# Pronunciation: Montilivi



## LoveVanPersie

_Montilivi_ is the name of a _barri_ in Girona and a stadium named _Estadi Municipal de Montilivi_ is located there. _Nomenclàtor oficial de toponímia major de Catalunya_ transcribes the toponym [ˈmontiˈliβi], with the _o_ not reduced to /u/ in Central Catalan. However, in several Central Catalan videos I found I only heard the _o_ of the stadium name pronounced /u/.

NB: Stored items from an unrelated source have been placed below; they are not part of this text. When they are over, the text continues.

PR #1272, opened 2024-06-19
[RHELC-1507] Port environment variables to config file

r0x0d:
This patch introduces the initial work to port the environment variables
to be read by a configuration file, parsed, and put into the ToolOpts
class.

With that, we are aiming to remove the environments variables completely
in the next release, managing all the configurations/inhibitors/settings
through that config file.

Jira Issues:

- [RHELC-1507](https://issues.redhat.com/browse/RHELC-1507)

Checklist


convert2rhel/toolopts.py
```diff
@@ -515,70 +539,118 @@ def _process_cli_options(self):
...
-    # Otherwise it won't be used
-    supported_opts = {"username": None, "password": None, "activation_key": None, "org": None}
+    # Paths for the configuration files. In case we have cfg_path defined
+    # (meaning that the user entered something through the `-c` option), we
+    # will use only that, as it has a higher priority over the rest
+    config_paths = [cfg_path] if cfg_path else CONFIG_PATHS
+    paths = [os.path.expanduser(path) for path in config_paths if os.path.exists(os.path.expanduser(path))]
+
+    if cfg_path and not paths:
+        raise FileNotFoundError("No such file or directory: %s" % ", ".join(paths))
```
hosekadam, line 576: This would be problem on systems with python 2.7 - this exception is not defined. I would go with
`raise OSError(2, "No such file or directory: '%s'" % cfg_path)`

convert2rhel/toolopts.py
```diff
@@ -515,70 +539,118 @@ def _process_cli_options(self):
...
+    found_opts = _parse_options_from_config(paths)
+    return found_opts
 
+
+def _parse_options_from_config(paths):
+    """Parse the options from the given config files.
+
+    .. note::
+        If no configuration file is provided through the command line option
+        (`-c`), we will use the default paths and follow their priority.
```
hosekadam, line 587: I think this comment is not related to the function - this just parse what is given to it from `options_from_config_files`

convert2rhel/toolopts.py
```diff
@@ -515,70 +539,118 @@ def _process_cli_options(self):
...
-    headers = ["subscription_manager"]  # supported sections in config file
-    # Create dict with all supported options, all of them set to None
-    # needed for avoiding problems with files priority
-    # The name of supported option MUST correspond with the name in ToolOpts()
-    # Otherwise it won't be used
-    supported_opts = {"username": None, "password": None, "activation_key": None, "org": None}
+    # Paths for the configuration files. In case we have cfg_path defined
+    # (meaning that the user entered something through the `-c` option), we
+    # will use only that, as it has a higher priority over the rest
+    config_paths = [cfg_path] if cfg_path else CONFIG_PATHS
```
hosekadam, line 572: I'm not sure about this. I think if the config path is specified, it should have the highest priority, but the lower ones should be also loaded.

convert2rhel/toolopts.py
```diff
@@ -515,70 +539,118 @@ def _process_cli_options(self):
...
+def _parse_options_from_config(paths):
+    """Parse the options from the given config files.
+
+    .. note::
+        If no configuration file is provided through the command line option
+        (`-c`), we will use the default paths and follow their priority.
+
+    :param paths: List of paths to iterate through and gather the options from
+        them.
+    :type paths: list[str]
```
hosekadam, line 591:
```suggestion
    :return: Return a dict of loaded values under all headers from all the config files with solved priority
    :rtype: dict[str, str]
```
I would add this comment about return value

convert2rhel/toolopts.py
```diff
@@ -515,70 +539,118 @@ def _process_cli_options(self):
...
+    """Helper function to iterate through the options in a config file.
+
+    :param config_file: An instance of `py:ConfigParser` after reading the file
+        to iterate through the options.
+    :type config_file: configparser.ConfigParser
+    :param header: The header name to get options from.
+    :type header: str
+    :param supported_opts: List of supported options that can be parsed from
+        the config file.
+    :type supported_opts: list[str]
```
hosekadam, line 627:
```suggestion
    :type supported_opts: list[str]
    :return: Dict of keys and values loaded from the config file under the provided header
    :rtype: dict[str, str]
```

convert2rhel/toolopts.py
r0x0d: good point! thanks for suggestion

convert2rhel/toolopts.py
r0x0d: It makes sense. My idea here was that if the user has defined their values inside the config file they will provide, then it would be unnecessary for us to go through all of the possibilities just to override all in the end with their choice in the custom config file. 

But before I left for PTO, we discussed the possibility of having multiple config files in a folder, this way the user would be able to separate subman secrets from overridable options, so reverting this line and making it go from bottom-top in the for loop actually makes more sense now.

convert2rhel/toolopts.py
r0x0d: Removed the comment

convert2rhel/toolopts.py
```diff
@@ -515,70 +539,122 @@ def _process_cli_options(self):
...
+        loggerinst.debug("No options found for %s. It seems to be empty or commented." % header)
+        return options
+
+    for option in conf_options:
+        if option.lower() not in supported_opts:
+            loggerinst.warning("Unsupported option '%s' in '%s'" % (option, header))
+            continue
+
+        options[option] = config_file.get(header, option).strip('"')
+        loggerinst.debug("Found %s in %s" % (option, header))
```
r0x0d, line 646: @Venefilyn, I'm thinking about the way we save the value associated with the option here... I was about to use a `strip('"')` to remove any trailing `"` we found in the option, but I'm afraid that this could cause problems when dealing with subman secrets. 

Take a look at the following example: 

```
>>> a = '"aushs'
>>> a.strip('"')
'aushs'
>>> a = '"aushs"'
>>> a.strip('"')
'aushs'
>>> a = '"aus"hs"'
>>> a.strip('"')
'aus"hs'
>>> a = '"aus"h"s"'
>>> a.strip('"')
'aus"h"s'
```

When we have a `"` in the middle of the string, we don't accidently remove it, so if the password or any other important secret has a `"` in the middle of it, we would parse normally. Whoever, if the secret starts with only a `"` (as the first example there) we would remove it and make it incorrect. 

Currently, when we parse the value we would store them with the `"` in our dictionary, so the following config:

```config
[subscription_manager]
password = "test12345"
```

would become something like: 

```python
{"subscription_manager": {"password": '"test12345"'}}
```

For that reason, I think it is better to keep the current parser the way it is... What do you think? In case that they have those type of special characters, we would not mess with it, making it more realible maybe? At this point, if something fails, it would be easier to tell the customer that they need to remove the trailing `"` from their string rather than trying to be smart with this, right?

r0x0d: @hosekadam what is your input on this as well?

hosekadam: I as the customer would be happy if I don't have to care about the formatting much - so we should accept both for having the best user experience.

But I as developer would be also fine with the approach having it as it is and do not make any changes to the values. Just use what is in the config file. And also not adding the complexity to the code.

When I put those feelings together, I think the compromise would be removing the `"` symbol only if it's present in the start and in the end of the string. In that case, it would be a big coincidence if the `"` would be the real part of the string. We can use some regex to check if the is in the start and end and `if`, so I believe it won't increase the complexity of the code.

Anyway, let's wait for another inputs for this.

r0x0d: Yeah, after thinking more about that, I really think that we should go with the way it was. It's a bit scary coming up with a sophisticated parser without need, just to guarantee that we are removing correctly `"`. I think that I prefer to leave as-is and parse the user data from that file as they added it. Less room for errors.

jochapma: Maybe you could use `ast.literal_eval()`?

jochapma (approved):
Looks good to me.

convert2rhel/toolopts.py
Venefilyn: Why do we store it as `password = "test12345"` in our config file to begin with? Can't we just get rid of the quotes there. It doesn't make sense to parse anything out, especially not passwords. You could set your own password anywhere that would both start and end with double-quote (")

convert2rhel/toolopts.py
```diff
@@ -87,13 +102,22 @@ def __init__(self):
...
         self.activity = None
 
+        # Settings
+        self.incomplete_rollback = None
+        self.tainted_kernel_module_check_skip = None
+        self.outdated_package_check_skip = None
+        self.allow_older_version = None
+        self.allow_unavailable_kmods = None
+        self.configure_host_metering = None
+        self.skip_kernel_currency_check = None
```
Venefilyn, line 112: I'd say apply at class level instead of inside init. Then add stuff like this (haven't verified what it should be)
```suggestion
        # Settings
        self.incomplete_rollback = None  # type: List[str]|None
        self.tainted_kernel_module_check_skip = None  # type: str|None
        self.outdated_package_check_skip = None  # type: str|None
        self.allow_older_version = None  # type: str|None
        self.allow_unavailable_kmods = None  # type: str|None
        self.configure_host_metering = None#   type: str|None
        self.skip_kernel_currency_check = None  # type: str|None
```

r0x0d: We can't initialize them at that moment. Our code does not handle that very well right now, so it is better to have then as `None` instead of `0`. 

https://github.com/oamg/convert2rhel/pull/1285/files this would be the next step to get them initialized and properly checked

r0x0d: Regarding moving them to be a class level instead of under init, what would be the advantage of that? I'm personally not much a fan of that approach, but maybe there is a better reason to that and I'm not aware of.

r0x0d: Added type comments

Venefilyn:
Tests failing with two different errors depending on the run

```
[2024-08-12T16:58:38+0000] DEBUG - Found password in subscription_manager

WARNING - Passing the RHSM password or activation key through the --activationkey or --password options is insecure as it leaks the values through the list of running processes. We recommend using the safer --config-file option instead.

WARNING - Either a password or an activation key can be used for system registration. We're going to use the activation key.

CRITICAL - Either the --org or the --activationkey option is missing. You can't use one without the other.

Either the --org or the --activationkey option is missing. You can't use one without the other.

FAILED
        TEARDOWN F convert2rhel
```

```
System registration failed with error: com.redhat.RHSM1.Error: {"exception": "RestlibException", "severity": "error", "message": "Organization config_org does not exist."}
CRITICAL - Unable to register the system through subscription-manager.
ERROR - (ERROR) SUBSCRIBE_SYSTEM::FAILED_TO_SUBSCRIBE_SYSTEM - Failed to subscribe system.
 Description: After several attempts, convert2rhel was unable to subscribe the system using subscription-manager. This issue might occur because of but not limited to DBus, file permission-related issues, bad credentials, or network issues.
 Diagnosis: System registration failed with error com.redhat.RHSM1.Error: {"exception": "RestlibException", "severity": "error", "message": "Organization config_org does not exist."}.
 Remediations: N/A

ERROR - Skipped ENSURE_KERNEL_MODULES_COMPATIBILITY. Skipped because SUBSCRIBE_SYSTEM was not successful
ERROR - Skipped VALIDATE_PACKAGE_MANAGER_TRANSACTION. Skipped because ENSURE_KERNEL_MODULES_COMPATIBILITY and SUBSCRIBE_SYSTEM were not successful
CRITICAL - The conversion process failed.
```

tests/integration/tier0/non-destructive/config-file/test_config_file.py
```diff
@@ -2,64 +2,107 @@
...
+
+    _remove_files(config_files)
+
+
+@pytest.mark.parametrize(
+    "set_up_config_files",
+    [
+        [
+            Config(
+                "~/.convert2rhel_custom.ini",
```
kokesak, line 39: It is a small thing, but I think we can try to have a custom config file name that douesn't contain the convert2rhel in its name. Let's try something like

```suggestion
                "~/.custom_foo_config.ini",
```

tests/integration/tier0/non-destructive/config-file/test_config_file.py
```diff
@@ -70,47 +113,75 @@ def test_config_cli_priority(convert2rhel):
...
-        Config("/etc/convert2rhel.ini", "[subscription_manager]\nactivation_key = config2_activationkey"),
-    ]
-    create_files(config)
 
+@pytest.mark.parametrize(
+    "set_up_config_files",
+    [
+        [
+            Config(
+                "~/.convert2rhel.ini",
```
kokesak, line 122: Just to be sure, I would put an exact path
```suggestion
                "/root/.convert2rhel.ini",
```

tests/integration/tier0/non-destructive/config-file/test_config_file.py
```diff
@@ -70,47 +113,75 @@ def test_config_cli_priority(convert2rhel):
...
+def test_config_standard_paths_priority_diff_methods(convert2rhel, set_up_config_files):
     with convert2rhel("--debug") as c2r:
-        c2r.expect("DEBUG - Found password in /root/.convert2rhel.ini")
-        c2r.expect("DEBUG - Found activation_key in /etc/convert2rhel.ini")
+        c2r.expect("DEBUG - Checking configuration file at /root/.convert2rhel.ini", timeout=120)
+        c2r.expect("DEBUG - Found password in subscription_manager")
+        c2r.expect("DEBUG - Found activation_key in subscription_manager")
+
         c2r.expect(
             "WARNING - Passing the RHSM password or activation key through the --activationkey or --password options"
```
kokesak, line 146: It doesn't seem correct to me. The c2r reports "Passing the RHSM password or activation key through the --activationkey or --password options is insecure..." but we aer calling convrt2rhel only with the `--debug` option, @danmyway, @r0x0d?

kokesak (commented):
Good changes on how we handle config inside the integration tests. Thanks!

tests/integration/tier0/non-destructive/config-file/test_config_file.py
r0x0d: Yeah, it feels off as well but this debug log has been there since forever. 

@kokesak, the ticket got delayed for next version, so I will have more time to revisit it and rework some of those things.

r0x0d:
Delayed to v2.2.0. Need more time to work on a couple of bugs and things that are off in the original implementation.

r0x0d:
There is one failing test that will depend on https://github.com/oamg/convert2rhel/pull/1373 and https://github.com/oamg/convert2rhel/pull/1327

config/convert2rhel.ini
```diff
@@ -11,3 +11,14 @@
 # password       = <insert_password>
 # activation_key = <insert_activation_key>
 # org            = <insert_org>
+
+[host_metering]
+# configure_host_metering          = "0"
```
kokesak, line 16: Just a question, but shouldn't the host metering value be either "auto" or "force"?

config/convert2rhel.ini
```diff
@@ -11,3 +11,14 @@
...
+
+[inhibitor_overrides]
+# incomplete_rollback              = "0"
```
kokesak, line 19: Also, I think that c2r does not care what value is present in the env var (it is enough just to be set to any value), but I think we should use the value "1" in the examples, as it can be more intuitive. WDYT?
```suggestion
# incomplete_rollback              = "1"
```

kokesak (commented):
Tests are passing. But I think we can extend our test suite. In integration tests that are verifying a certain inhibitor and ability to override it, we could also introduce a variant that puts the override value to the config file instead of the environment. I wouldn't block this PR on this - we can add this in the integration test ticket - https://issues.redhat.com/browse/RHELC-1535

config/convert2rhel.ini
Venefilyn: We could always change it to need a truthy value, i.e. `1`, `true`, `yes`

Venefilyn (commented):
Overall looks great!

config/convert2rhel.ini
r0x0d: I'm inclined to change this to a boolean value to have it forced in convert2rhel to operate correctly from now on that this is set. 

I'm doing a minimal conversion from "0" and "1" to true/false, but I don't like that solution that much... I will see about converting them to boolean values when reading the config

config/convert2rhel.ini
r0x0d: Hmmm. That's true, not sure why I changed to 0 or 1... Let me fix that

kokesak: Thanks!

config/convert2rhel.ini
r0x0d: Okay, changed the code to parse the options from inhibitor_overrides as booleans directly. 

From the configparse docs it seems that the accepted values are `on/off, yes/no, 1/0, true/false`. We should be safer as any of those get converted to bool right away and we will be able to enforce it properly in the codebase later.

kokesak: If the tests pass now, I'm ok with merging it

kokesak (approved):

Venefilyn (approved):

PR #1274, opened 2024-06-20
chore: improve sphinx workflow with composite action

Venefilyn:
This changes the Sphinx GitHub action to use a composite action that does not install Sphinx on its own, but rather takes care of comments so that we can more easily run everything as we want

We also add packages using apt instead of pip, as we otherwise ran into some weird issues. But I've tested on my branch and works fine

See
https://venefilyn.github.io/convert2rhel

Jira Issues:

-

Checklist

### DIFF
--- a/.github/workflows/main-docs-deploy.yml
+++ b/.github/workflows/main-docs-deploy.yml
@@ -32,10 +32,17 @@ jobs:
         uses: actions/checkout@v4
       - name: Setup Pages
         uses: actions/configure-pages@v5
-      - uses: ammaraskar/sphinx-action@dev
+      - name: Install system dependencies
+        uses: awalsh128/cache-apt-pkgs-action@latest
+        with:
+          packages: python3-pytest python3-sphinx python3-sphinx-autodoc-typehints python3-pexpect python3-six python3-rpm python3-hawkey python3-dnf python3-dbus python3-pytest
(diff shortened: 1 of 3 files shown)


docs/source/conf.py
```diff
@@ -20,6 +20,7 @@
     "python": ("https://docs.python.org/3/", None),
 }
 
+autodoc_mock_imports = ["dnf", "yum", "rpm", "hawkey", "dbus", "pexpect"]
```
r0x0d, line 23: Can we have a link to some docs that explain what the autodoc_mock do?

Venefilyn: @r0x0d Added!

.github/workflows/main-docs-deploy.yml
```diff
@@ -32,10 +32,17 @@ jobs:
         uses: actions/checkout@v4
       - name: Setup Pages
         uses: actions/configure-pages@v5
-      - uses: ammaraskar/sphinx-action@dev
+      - name: Install system dependencies
+        uses: awalsh128/cache-apt-pkgs-action@latest
```
r0x0d, line 36: What is the difference between using this thirdy-party action and the official actions/cache from github?

r0x0d (approved):

PR #365, opened 2022-10-11
feat(testing-framework): prevalidate AIR script

monoid:
Try to parse the annotated AIR script with the standard parser to catch to catch errors early with better error messages.

We do it in the `TestExecutor` only to make testing framwork parser tests simplier.  For user experience, it doesn't matter.


mikevoronov (approved):
utACK

PR #367, opened 2022-10-13
feat(interpreter-data): add interpreter version in data

mikevoronov:


air/tests/test_module/features/misc/version_check.rs
```diff
@@ -0,0 +1,35 @@
...
+ * distributed under the License is distributed on an "AS IS" BASIS,
+ * WITHOUT WARRANTIES OR CONDITIONS OF ANY KIND, either express or implied.
+ * See the License for the specific language governing permissions and
+ * limitations under the License.
+ */
+
+use air::PreparationError;
+use air_test_utils::prelude::*;
+
+#[test]
```
folex, line 20: i would add a test for our branch versions. it seems this will break them, cuz they're usually 0.0.1-foo-bar

mikevoronov: Good catch

folex (approved):

air/src/preparation_step/minimal_supported_version.rs
```diff
@@ -0,0 +1,30 @@
...
+
+use once_cell::sync::Lazy;
+
+use std::str::FromStr;
+
+static MINIMAL_SUPPORTED_VERSION: Lazy<semver::Version> =
+    Lazy::new(|| semver::Version::from_str("0.31.2").expect("valid minimal supported version specified"));
+
+// This local is intended to check that set version is correct at the AquaVM start for graceful error message.
+thread_local!(static MINIMAL_SUPPORTED_VERSION_CHECK: &'static semver::Version = Lazy::force(&MINIMAL_SUPPORTED_VERSION));
```
monoid, line 25: It seems to be not used by name.  Let's precede it with an underscore.

air/src/preparation_step/errors.rs
```diff
@@ -33,12 +33,19 @@ pub enum PreparationError {
 
     /// Errors occurred on executed trace deserialization.
     #[error("an error occurred while executed trace deserialization on {1:?}:\n{0:?}.\
-    Probably it's a data of an old version that couldn't be converted to '{}'", *DATA_FORMAT_VERSION)]
+    Probably it's a data of an old version that can't be converted to '{}'", *data_version())]
```
monoid, line 36: It's minor, but I think the dereference is not needed here.

coder11 (approved):

monoid (approved):

PR #375, opened 2022-11-02
feat(testing-framework): testing parser improvements

monoid:
1. Multiline annotations with `#| ... |#` syntax.  Useful for large JSON values.
2. Assertions after nested statements (refers to rightmost nested form).
3. JSON parser, so that multiple fields with JSON values can be used in the future.


mikevoronov (approved):
utACK

PR #381, opened 2022-11-18
feat!(avm-interface): Allow overriding current_peer_id

monoid:
The current peer ID is passed as a new field of `TestRunParameters` named
`current_peer_id: String`, instead of creating an AVM with peer ID.

This is a breaking API change of `avm-interface` and `avm-server`.


folex (approved):
It seems from the code that we might rename `override_current_peer_id: Option<String>` into `current_peer_id: String`, so that it will be passed all the time.

avm/interface/src/particle_parameters.rs
```diff
@@ -20,25 +20,30 @@ use std::borrow::Cow;
 
 /// Represents parameters obtained from a particle.
 #[derive(Debug, Clone, Serialize, Deserialize)]
-pub struct ParticleParameters<'init_peer_id, 'particle_id> {
+pub struct ParticleParameters<'init_peer_id, 'particle_id, 'current_peer_id> {
```
monoid, line 23: @mikevoronov I think we should use single lifetime here.

mikevoronov: Agree

mikevoronov (approved):
utACK

air/tests/test_module/integration/override_current.rs
```diff
@@ -0,0 +1,70 @@
...
+ */
+
+use air_test_utils::prelude::*;
+use fstrings::f;
+use fstrings::format_args_f;
+
+use std::collections::HashMap;
+
+#[test]
+fn test_override_current_peer_id() {
```
monoid, line 24: The test now tests nothing but test-utils and should be moved elsewhere.

justprosh (approved):

PR #385, opened 2022-11-23
ci: Renovate tuning

nahsi:
- do not group versions update in one PR (unless grouped by default i.e. `jest`)
- max 10 open PR
- max 1 open major bump PR
- dev dependencies have lowest priority
- runs only on weekends


mikevoronov (approved):
utACK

How do you pronounce the _o_ in the toponym and the stadium name, and which pronunciation is more common? */o/ or /u/ * in dialects where normally unstressed _o_ is reduced? */o/ with or without secondary stress* in dialects where generally unstressed _o_ isn't reduced? (If the toponym and the stadium name have different pronunciations, please tell me.)

Moltíssimes gràcies!


----------



## Dymn

I think you should wait for someone from Girona to have the local pronunciation, but I think it's good either way.



LoveVanPersie said:


> I found I only heard the _o_ of the stadium name pronounced /u/.


Then go for /u/.


----------



## Circunflejo

Dymn said:


> I think you should wait for someone from Girona to have the local pronunciation


@Bevj may now.


----------



## Bevj

Gracias Circunflejo pero no sé si puedo aportar mucho sobre todo porque nunca aprendí y no conozco los símbolos fonéticos.
Si entiendo bien, la consulta es si el *o* de Montilivi se pronuncia más como *o* o *u*.
Diría que se acerca más a la *u*,  pero no tanto como en la palabra _tú_ . No lleva ningún tipo de énfasis. 
Disculpa la pobreza de mi respuesta.


----------



## Penyafort

LoveVanPersie said:


> _Montilivi_ is the name of a _barri_ in Girona and a stadium named _Estadi Municipal de Montilivi_ is located there. _Nomenclàtor oficial de toponímia major de Catalunya_ transcribes the toponym [ˈmontiˈliβi], with the _o_ not reduced to /u/ in Central Catalan. However, in several Central Catalan videos I found I only heard the _o_ of the stadium name pronounced /u/.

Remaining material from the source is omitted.